►

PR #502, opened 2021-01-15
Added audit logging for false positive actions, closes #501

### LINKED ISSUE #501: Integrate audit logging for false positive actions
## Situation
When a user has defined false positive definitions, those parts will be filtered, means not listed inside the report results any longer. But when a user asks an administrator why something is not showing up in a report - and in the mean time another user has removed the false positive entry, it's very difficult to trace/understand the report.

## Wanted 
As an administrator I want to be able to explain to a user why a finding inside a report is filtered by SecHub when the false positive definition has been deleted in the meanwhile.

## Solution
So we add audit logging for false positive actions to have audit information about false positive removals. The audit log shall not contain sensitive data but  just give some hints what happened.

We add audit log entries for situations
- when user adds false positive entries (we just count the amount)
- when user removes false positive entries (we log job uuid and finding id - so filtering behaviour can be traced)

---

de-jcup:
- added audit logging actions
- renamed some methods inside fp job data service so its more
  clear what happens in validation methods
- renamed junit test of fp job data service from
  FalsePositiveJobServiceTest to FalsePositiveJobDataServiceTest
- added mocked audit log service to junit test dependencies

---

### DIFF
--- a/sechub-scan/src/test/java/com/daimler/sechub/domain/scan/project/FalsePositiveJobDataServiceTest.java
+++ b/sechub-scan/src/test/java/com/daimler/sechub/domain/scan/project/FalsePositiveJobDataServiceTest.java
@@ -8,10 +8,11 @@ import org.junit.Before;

◄
►

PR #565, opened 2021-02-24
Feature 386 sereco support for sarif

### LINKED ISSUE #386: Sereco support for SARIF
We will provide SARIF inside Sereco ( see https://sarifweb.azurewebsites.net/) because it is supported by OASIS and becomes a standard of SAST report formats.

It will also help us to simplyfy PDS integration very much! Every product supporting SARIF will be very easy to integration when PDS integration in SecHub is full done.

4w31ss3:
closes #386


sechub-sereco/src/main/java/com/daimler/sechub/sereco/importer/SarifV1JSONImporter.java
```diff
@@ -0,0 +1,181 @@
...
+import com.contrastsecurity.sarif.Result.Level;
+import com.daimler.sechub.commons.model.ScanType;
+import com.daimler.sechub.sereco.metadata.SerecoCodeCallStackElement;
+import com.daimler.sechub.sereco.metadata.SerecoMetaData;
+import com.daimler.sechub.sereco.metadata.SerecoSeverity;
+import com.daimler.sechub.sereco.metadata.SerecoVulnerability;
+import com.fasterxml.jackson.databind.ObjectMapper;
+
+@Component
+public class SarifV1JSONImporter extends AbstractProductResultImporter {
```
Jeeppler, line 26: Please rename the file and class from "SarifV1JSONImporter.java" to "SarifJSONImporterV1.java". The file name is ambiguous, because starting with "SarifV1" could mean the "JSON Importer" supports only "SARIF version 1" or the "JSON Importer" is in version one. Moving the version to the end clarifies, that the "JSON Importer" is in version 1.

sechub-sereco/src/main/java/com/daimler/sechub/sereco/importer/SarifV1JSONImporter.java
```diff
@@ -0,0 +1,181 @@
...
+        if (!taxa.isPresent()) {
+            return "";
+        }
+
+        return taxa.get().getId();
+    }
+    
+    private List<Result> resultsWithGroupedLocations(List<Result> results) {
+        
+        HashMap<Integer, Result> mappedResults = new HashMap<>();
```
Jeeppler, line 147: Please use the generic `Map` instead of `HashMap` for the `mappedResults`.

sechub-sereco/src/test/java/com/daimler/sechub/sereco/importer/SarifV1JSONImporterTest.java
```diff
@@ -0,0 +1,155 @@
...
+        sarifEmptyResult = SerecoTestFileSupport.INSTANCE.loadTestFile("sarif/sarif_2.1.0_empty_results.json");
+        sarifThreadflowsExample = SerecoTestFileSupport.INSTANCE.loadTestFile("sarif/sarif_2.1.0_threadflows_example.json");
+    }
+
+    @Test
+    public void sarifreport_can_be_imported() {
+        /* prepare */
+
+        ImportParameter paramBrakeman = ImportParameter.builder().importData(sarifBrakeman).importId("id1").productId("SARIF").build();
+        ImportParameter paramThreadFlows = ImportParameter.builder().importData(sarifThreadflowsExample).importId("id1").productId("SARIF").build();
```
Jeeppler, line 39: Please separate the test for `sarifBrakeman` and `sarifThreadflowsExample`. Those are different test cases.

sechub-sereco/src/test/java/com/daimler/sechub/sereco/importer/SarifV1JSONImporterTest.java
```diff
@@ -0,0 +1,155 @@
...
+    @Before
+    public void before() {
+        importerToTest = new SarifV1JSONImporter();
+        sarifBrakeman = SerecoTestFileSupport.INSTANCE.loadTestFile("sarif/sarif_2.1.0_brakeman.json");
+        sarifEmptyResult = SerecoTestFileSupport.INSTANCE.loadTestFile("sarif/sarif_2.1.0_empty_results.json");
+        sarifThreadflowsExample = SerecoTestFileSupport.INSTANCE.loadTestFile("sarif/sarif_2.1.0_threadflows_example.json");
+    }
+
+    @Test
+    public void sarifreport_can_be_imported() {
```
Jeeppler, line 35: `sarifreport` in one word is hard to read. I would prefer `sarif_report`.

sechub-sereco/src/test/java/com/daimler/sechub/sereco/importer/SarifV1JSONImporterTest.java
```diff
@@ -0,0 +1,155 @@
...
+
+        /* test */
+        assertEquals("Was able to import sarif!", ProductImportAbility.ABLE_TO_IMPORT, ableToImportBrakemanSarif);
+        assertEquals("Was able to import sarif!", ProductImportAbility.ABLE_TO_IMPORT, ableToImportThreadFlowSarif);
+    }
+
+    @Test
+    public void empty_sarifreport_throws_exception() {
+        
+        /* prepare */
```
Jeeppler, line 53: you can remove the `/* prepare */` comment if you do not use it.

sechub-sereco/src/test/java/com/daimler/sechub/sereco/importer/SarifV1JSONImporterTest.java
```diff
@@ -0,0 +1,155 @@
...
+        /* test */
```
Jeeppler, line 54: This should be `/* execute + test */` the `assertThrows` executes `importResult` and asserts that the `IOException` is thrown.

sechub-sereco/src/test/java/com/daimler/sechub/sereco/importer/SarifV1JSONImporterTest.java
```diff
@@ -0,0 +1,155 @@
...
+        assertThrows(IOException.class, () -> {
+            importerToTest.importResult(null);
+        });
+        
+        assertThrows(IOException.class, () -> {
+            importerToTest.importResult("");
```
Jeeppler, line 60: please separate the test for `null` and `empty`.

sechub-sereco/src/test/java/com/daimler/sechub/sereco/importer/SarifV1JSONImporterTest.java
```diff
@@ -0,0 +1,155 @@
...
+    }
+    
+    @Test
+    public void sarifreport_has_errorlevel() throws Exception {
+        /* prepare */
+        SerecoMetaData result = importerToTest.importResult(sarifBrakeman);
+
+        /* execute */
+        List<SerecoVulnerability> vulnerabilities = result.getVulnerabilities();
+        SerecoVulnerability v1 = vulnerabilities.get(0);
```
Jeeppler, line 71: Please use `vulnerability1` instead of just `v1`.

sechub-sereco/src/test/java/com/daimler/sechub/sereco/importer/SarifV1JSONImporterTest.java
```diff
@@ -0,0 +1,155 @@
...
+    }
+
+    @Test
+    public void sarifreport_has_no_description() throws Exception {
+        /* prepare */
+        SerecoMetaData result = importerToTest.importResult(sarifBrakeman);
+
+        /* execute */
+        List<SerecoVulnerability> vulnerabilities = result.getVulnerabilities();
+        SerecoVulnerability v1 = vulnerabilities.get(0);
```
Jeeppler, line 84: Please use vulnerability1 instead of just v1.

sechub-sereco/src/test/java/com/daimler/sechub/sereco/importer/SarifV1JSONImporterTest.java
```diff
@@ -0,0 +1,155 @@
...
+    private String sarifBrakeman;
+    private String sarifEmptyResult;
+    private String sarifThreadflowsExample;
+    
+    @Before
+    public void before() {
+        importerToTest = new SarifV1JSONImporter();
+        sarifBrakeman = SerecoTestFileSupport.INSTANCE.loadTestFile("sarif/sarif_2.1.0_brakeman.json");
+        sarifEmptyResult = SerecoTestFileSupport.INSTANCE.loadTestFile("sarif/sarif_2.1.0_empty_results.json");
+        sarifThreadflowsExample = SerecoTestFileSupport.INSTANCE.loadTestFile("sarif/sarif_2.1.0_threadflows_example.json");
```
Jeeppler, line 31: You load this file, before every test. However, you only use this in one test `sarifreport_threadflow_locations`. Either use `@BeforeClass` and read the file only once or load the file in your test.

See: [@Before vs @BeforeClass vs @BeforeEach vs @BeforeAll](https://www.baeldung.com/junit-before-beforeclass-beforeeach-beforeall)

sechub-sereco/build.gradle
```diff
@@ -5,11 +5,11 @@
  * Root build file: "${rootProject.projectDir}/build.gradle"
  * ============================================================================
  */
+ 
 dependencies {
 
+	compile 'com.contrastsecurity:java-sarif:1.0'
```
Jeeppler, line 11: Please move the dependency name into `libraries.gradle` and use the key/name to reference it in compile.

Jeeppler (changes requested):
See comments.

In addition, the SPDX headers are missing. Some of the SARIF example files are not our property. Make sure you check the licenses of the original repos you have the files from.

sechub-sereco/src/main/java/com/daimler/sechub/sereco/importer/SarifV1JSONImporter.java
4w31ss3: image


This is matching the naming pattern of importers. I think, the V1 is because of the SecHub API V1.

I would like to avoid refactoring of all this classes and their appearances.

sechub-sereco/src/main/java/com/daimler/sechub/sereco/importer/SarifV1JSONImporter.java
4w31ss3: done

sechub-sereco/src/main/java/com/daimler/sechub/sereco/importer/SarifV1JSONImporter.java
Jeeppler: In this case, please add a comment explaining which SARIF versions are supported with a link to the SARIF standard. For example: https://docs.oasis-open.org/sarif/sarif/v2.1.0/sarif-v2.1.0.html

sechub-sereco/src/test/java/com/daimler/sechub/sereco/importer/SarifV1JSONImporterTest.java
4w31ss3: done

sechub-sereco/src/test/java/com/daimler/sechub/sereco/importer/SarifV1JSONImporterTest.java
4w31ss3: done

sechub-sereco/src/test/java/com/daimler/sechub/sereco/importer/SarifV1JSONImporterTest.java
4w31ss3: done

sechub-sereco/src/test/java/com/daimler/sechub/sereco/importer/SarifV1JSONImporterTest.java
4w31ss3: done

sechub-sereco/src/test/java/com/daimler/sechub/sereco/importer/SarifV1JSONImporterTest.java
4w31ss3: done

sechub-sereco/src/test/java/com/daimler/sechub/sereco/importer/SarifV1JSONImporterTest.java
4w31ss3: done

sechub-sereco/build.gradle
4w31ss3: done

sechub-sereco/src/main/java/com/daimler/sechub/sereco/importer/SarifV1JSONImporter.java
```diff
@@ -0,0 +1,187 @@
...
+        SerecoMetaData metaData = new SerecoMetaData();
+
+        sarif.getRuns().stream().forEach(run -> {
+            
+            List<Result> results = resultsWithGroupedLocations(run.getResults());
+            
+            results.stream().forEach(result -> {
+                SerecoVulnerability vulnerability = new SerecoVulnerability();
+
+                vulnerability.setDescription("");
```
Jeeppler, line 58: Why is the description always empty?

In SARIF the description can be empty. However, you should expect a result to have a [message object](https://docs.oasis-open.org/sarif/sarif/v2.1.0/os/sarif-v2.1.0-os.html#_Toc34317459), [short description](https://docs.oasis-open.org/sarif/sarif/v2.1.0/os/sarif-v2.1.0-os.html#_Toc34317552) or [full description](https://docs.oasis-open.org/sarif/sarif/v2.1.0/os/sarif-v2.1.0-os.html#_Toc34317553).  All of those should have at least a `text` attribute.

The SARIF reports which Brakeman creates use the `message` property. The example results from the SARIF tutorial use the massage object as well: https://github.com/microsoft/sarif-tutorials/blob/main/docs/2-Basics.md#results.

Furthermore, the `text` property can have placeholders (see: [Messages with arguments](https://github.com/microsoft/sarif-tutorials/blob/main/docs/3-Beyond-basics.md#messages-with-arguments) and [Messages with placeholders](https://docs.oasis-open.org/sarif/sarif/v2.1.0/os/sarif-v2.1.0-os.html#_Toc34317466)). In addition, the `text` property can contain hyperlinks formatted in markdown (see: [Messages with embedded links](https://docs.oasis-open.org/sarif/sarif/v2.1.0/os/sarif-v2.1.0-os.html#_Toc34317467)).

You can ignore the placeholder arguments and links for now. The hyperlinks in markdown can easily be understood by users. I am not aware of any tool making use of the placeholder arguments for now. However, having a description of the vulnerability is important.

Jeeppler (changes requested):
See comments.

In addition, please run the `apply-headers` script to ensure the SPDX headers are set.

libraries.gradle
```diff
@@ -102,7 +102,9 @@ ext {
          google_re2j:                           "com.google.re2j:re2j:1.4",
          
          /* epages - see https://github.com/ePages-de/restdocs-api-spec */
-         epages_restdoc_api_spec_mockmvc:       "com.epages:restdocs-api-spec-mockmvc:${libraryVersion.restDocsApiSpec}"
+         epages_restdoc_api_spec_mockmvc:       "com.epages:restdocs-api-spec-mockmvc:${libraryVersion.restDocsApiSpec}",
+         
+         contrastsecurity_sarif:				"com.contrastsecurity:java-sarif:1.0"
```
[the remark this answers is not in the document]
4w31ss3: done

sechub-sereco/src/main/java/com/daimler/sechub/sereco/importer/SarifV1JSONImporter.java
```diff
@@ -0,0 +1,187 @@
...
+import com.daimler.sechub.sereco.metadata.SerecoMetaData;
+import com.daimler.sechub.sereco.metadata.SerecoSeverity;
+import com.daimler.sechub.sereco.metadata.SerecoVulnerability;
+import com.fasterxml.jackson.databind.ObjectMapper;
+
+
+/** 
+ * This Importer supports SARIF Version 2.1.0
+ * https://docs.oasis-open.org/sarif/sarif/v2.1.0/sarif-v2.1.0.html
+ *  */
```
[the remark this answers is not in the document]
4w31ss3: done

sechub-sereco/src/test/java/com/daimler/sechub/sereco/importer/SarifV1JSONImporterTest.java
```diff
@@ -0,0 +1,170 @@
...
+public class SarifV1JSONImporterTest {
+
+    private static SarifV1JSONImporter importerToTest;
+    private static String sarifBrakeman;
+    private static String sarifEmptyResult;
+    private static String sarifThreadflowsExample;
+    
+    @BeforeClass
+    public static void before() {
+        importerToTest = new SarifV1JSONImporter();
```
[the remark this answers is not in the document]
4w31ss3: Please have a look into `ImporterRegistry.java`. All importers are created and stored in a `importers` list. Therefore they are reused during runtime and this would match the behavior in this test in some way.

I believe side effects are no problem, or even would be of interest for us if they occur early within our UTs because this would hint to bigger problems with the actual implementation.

◄
►

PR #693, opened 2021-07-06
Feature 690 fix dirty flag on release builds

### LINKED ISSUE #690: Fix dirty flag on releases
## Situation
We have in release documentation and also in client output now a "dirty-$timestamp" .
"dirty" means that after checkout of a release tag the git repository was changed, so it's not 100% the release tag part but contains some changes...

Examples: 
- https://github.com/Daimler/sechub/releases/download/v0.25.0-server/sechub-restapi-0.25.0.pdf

◄

▶ DIRECTIONS FOR THIS TASK:
Scan the listing for the string "markdown", then copy every line where it appears.

▶ EXERCISE SOLUTION:
Furthermore, the `text` property can have placeholders (see: [Messages with arguments](https://github.com/microsoft/sarif-tutorials/blob/main/docs/3-Beyond-basics.md#messages-with-arguments) and [Messages with placeholders](https://docs.oasis-open.org/sarif/sarif/v2.1.0/os/sarif-v2.1.0-os.html#_Toc34317466)). In addition, the `text` property can contain hyperlinks formatted in markdown (see: [Messages with embedded links](https://docs.oasis-open.org/sarif/sarif/v2.1.0/os/sarif-v2.1.0-os.html#_Toc34317467)).
You can ignore the placeholder arguments and links for now. The hyperlinks in markdown can easily be understood by users. I am not aware of any tool making use of the placeholder arguments for now. However, having a description of the vulnerability is important.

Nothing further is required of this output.